Apparently the busy time is about 7pm. Must be the time for workers. I prefer the quieter time. And, am very glad I’ve joined the gym. Pretty nice life: gym followed by a swim in the lap pool.


The school is a strange shape. Mixed in among its rooms are those of an elderly couple. I was sitting in the shared courtyard, waiting for classes to start. The woman who lives there walked behind me and opened a well set into the ground. She pulled up two buckets of water. Poured one into her own and then came back for the other. Apparently this is quite usual. 

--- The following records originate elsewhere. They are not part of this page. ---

PR #420, opened 2019-05-30
Fix Pytest4.x compatibility error

stanislavlevin:
According to pytest docs:
```
marks in pytest.mark.parametrize
Removed in version 4.0.

Applying marks to values of a pytest.mark.parametrize call is now deprecated.
...

This was considered hard to read and understand, and also its implementation
presented problems to the code preventing further internal improvements in the
marks architecture.

To update the code, use pytest.param
```


marv:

 Reminds me that plumbing in Mexico remains deficient. Toilet paper has to be put in a bin beside the toilet. That is so hard when you thoughtlessly drop it in. But, I try and remember! 😊
Anyhow, school today was dreadful! It was one of those days when everything disappeared from my memory. The result: pain for my poor patient teacher, Alfonso. 😞 I hope something magic happens overnight and I do considerably better tomorrow. 😊 

 As compensation I had a burrito with guacamole on the side for lunch in the Lobo Azul (Blue Wolf) over the road from school. The guacamole contained chilli and it was wonderful. The burrito? Very uninteresting. 

Todd Sampson is busy learning to use his senses on TV. I love seeing significant locations in Sydney while sitting in Oaxaca trying to understand the episode, now in Spanish.  If the thunder and rain have finally finished I’ll hear more of the program. And yes, it’s good in Spanish!